Je mehr Technik eine Tür enthält, desto aufwendiger wird ihre Montage und Justierung. Der Verarbeiter muss dabei verschiedene Gewerke wie Elektroinstallation und Steuerungstechnik koordinieren, um sicherzustellen, dass alle Komponenten reibungslos funktionieren. Zudem erfordert eine technisch komplexe Tür eine besonders präzise Verarbeitung und regelmäßige Wartung, um eine dauerhafte Funktionsfähigkeit zu gewährleisten.

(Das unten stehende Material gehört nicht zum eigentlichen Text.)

PR #5969, opened 2026-01-07
feat: manage multiple submission emails with table

zz-hh-aa:
This PR replaces `ListManager` in the multiple submission emails settings form with a table, and also adds delete functionality to the UI. 

The previous implementation was proving to be quite complicated, since we were trying to shoehorn new use cases into components that weren't built for them. Using a table, like in the 'team members' section, simplifies the UI and the code.

# Testing
- Visit https://5969.planx.pizza/{TEAM-SLUG}/settings/integrations
- Run `window.featureFlags.toggle("TEAM_SUBMISSION_INTEGRATIONS")` in the console and refresh
- Try creating, updating and deleting emails. You can check the Hasura `submission_integrations` table to confirm that things are reading / writing as expected

# Questions
1. This is a first proof-of-concept version, with a lot of code copy-pasted from `apps/editor.planx.uk/src/pages/FlowEditor/components/Team/components/MembersTable.tsx`. Is there enough similarity to extract this into a generic component that can be customised for both `MembersTable` and `EmailsTable` usages? Or are they different enough that having separate, similar components work?

The modals and columns are obviously different, but the biggest difference is the default email radio selector + logic. 

2. I think the pattern for ensuring a user does not delete the default email is a little awkward. Any suggestions here? 

https://github.com/user-attachments/assets/29f27f9b-d5a2-4a62-a341-6afdc439f9f3

PR #5977, opened 2026-01-09
feat: manage multiple submissions from the send component

zz-hh-aa:
This is the first part of managing multiple submission emails from the Send component, featuring a UI for selecting from the list of available integrations. (Writing a new one from Send will come next). 

# Testing
1. Pick a team and go to Hasura to manually add new emails to the `submission_integrations` table, with the relevant team ID. (This needs to be manual here because #5969 hasn't merged yet). 
2. In the editor, run `window.featureFlags.toggle("MULTIPLE_SUBMISSION_SEND_COMPONENT")`
3. Go to a Send component and try toggling 'Send to Email' on and off, changing the selected email, etc. When 'Send to Email' is toggled on, the default email for that team should be selected. 

# Questions
1. I tried to refactor this using the patterns shown [here](https://github.com/theopensystemslab/planx-new/blob/main/doc/guides/data-fetching-and-state-management.md) (separating queries, hooks and types) but am not sure I've done everything right, especially since this shares some code with the corresponding Settings page (see #5969 again). 
2. A strange bug appears when creating a new Send component in a flow that doesn't have one yet. It flickers for just a second and I haven't been able to figure out where it's coming from. Thoughts? 
Screenshot 2026-01-09 173422

It flickers around 4 seconds in:
https://github.com/user-attachments/assets/8431c6bc-5c74-4c5b-8f36-8943753579e5


apps/editor.planx.uk/src/@planx/components/Send/Editor.tsx
```diff
@@ -40,11 +50,67 @@ const SendComponent: React.FC<Props> = (props) => {
...
+            flowId: id,
+            emailId: defaultEmail.id,
+            teamId: teamId,
+          },
+        });
+      }
+    };
+
+    populateDefaultEmail();
+  }, [emailId, defaultEmail, id, teamId, insertFlowIntegration]);
```
DafyddLlyr: What's this doing - it looks like it's a workaround for a data migration maybe?

apps/editor.planx.uk/src/@planx/components/Send/Editor.tsx
```diff
@@ -40,11 +50,67 @@ const SendComponent: React.FC<Props> = (props) => {
...
+
+  useEffect(() => {
+    if (!formik.values.submissionEmail && defaultEmail) {
+      formik.setFieldValue("submissionEmail", defaultEmail.id);
+    }
+  }, [formik, defaultEmail]);
```
DafyddLlyr: I _think_ this will work exactly the same without the `useEffect()` wrapper 👍

apps/editor.planx.uk/src/@planx/components/Send/Editor.tsx
```diff
@@ -40,11 +50,67 @@ const SendComponent: React.FC<Props> = (props) => {
...
+  const handleChangeEmail = async (newEmailId: string) => {
+    if (emailId) {
+      await updateFlowIntegration({
+        variables: {
+          flowId: id,
+          emailId: newEmailId,
+        },
+      });
+    }
+  };
```
DafyddLlyr: I'd have a think about when this should trigger.

Triggering on "change" event means a user could change it, close the modal without saving, and expect that nothing has happened. The warning on close also does not revert this field currently.

The simpler approach here is to probably just trigger this on save 👍

DafyddLlyr (changes requested):
This is great! A few small questions / comments but this is working as expected here 👌

apps/editor.planx.uk/src/@planx/components/Send/Editor.tsx
DafyddLlyr: 1. Yes, I think this is simpler and more robust. Send components can come and go from flows, and tracking this will get complex pretty fast.
2. Yep, resolving in another PR is appropriate
3. Deletion is complex, and I don't think we've worked this through perfectly yet
  - If I delete a `flow_integrations` record (or just set `email_id = null`) then any _published_ submissions may fail immediately
  - We probably want to have a `published_flows.submission_email_id` so that there's a persistent record attached to a published flow at any given time
  - Let's talk this one through if unclear...!
4. I'm not sure if a trigger is necessary, a SQL unique constraint can cover many columns

DafyddLlyr (approved):
Great! Happy to address the next steps as new PRs.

Enge Zusammenarbeit und technische Präzision

Um allen Anforderungen von Staab Architekten gerecht zu werden, war eine enge Abstimmung zwischen Architekt, Verarbeiter und Hersteller sowie technische Präzision gefordert. „Der Architekt hatte klare Vorstellungen, die mit den individuellen Lösungen von Schörghuber in Einklang gebracht werden mussten. Für uns als Verarbeiter bedeutete dies eine hohe Planungsgenauigkeit, da jede Tür eine spezifische Anforderung erfüllte. Die enge Kooperation half dabei, maßgeschneiderte Lösungen effizient umzusetzen“, so Jens Dunkel.

Ambitionierte Architektur

Wer, wie die Mitarbeitenden des Geomar, in Tauchbooten den Meeresgrund absucht oder in arktischem Meerwasser nach Lebewesen fahndet, auf dessen Wunschliste steht Architektur nicht sehr weit oben. Dennoch wurde das enorme Bauvolumen von 14.500 Quadratmetern in ambitionierter Architektur untergebracht. Fünf unterschiedlich große Kuben sitzen nun auf einem gemeinsamen Sockel, und alles zusammen verlängert die Gebäudekanten der bereits flussaufwärts existierenden Geomar-Bestandsbauten. Die gegeneinander verschobenen Kuben bilden Patios aus und ermöglichen immer wieder spannende Ausblicke auf die Förde und die am eigenen Kai direkt am Geomar liegenden Forschungsschiffe. Wo die Flure aufgeweitet wurden, bietet sich die Gelegenheit für zufällige Begegnungen und den wissenschaftlichen oder privaten Austausch. Unsichtbar unterhalb der Wasserlinie führt eine eigens verlegte, viele Kilometer lange Rohrleitung aus der Ostsee durch die Förde bis ins Geomar. Das in die Labore gepumpte Ostsee-Forschungswasser bleibt somit unkontaminiert durch Hafen und Stadt.

Stilisierte Segel

Von außen bleibt ablesbar, wo geforscht wird und wo die Konferenzen stattfinden. Denn der Kubus mit den Gemeinschaftsräumen, den Veranstaltungsbereichen und dem Haupteingang wurde mit Cortenstahl verkleidet. Alle anderen Kuben besitzen eine Fassade aus gefalteten und unterschiedlich perforierten Metallblechen. Aus der Entfernung haben diese Dreiecke durchaus Ähnlichkeit mit den Segeln der 2.000 Boote, die während der Kieler Woche in der Förde unterwegs sind. Und angeblich – so heißt es zumindest auf den Fluren des Geomar – wurde ganz zu Beginn auch darüber nachgedacht, statt Metallpaneelen tatsächliche textile Segel zur Verschattung der großen Fensterflächen zu verwenden. Angesichts der strammen Windverhältnisse an der Ostsee waren die perforierten Bleche jedoch das Mittel der Wahl – und verleihen der Forschung einen Hauch von Poesie.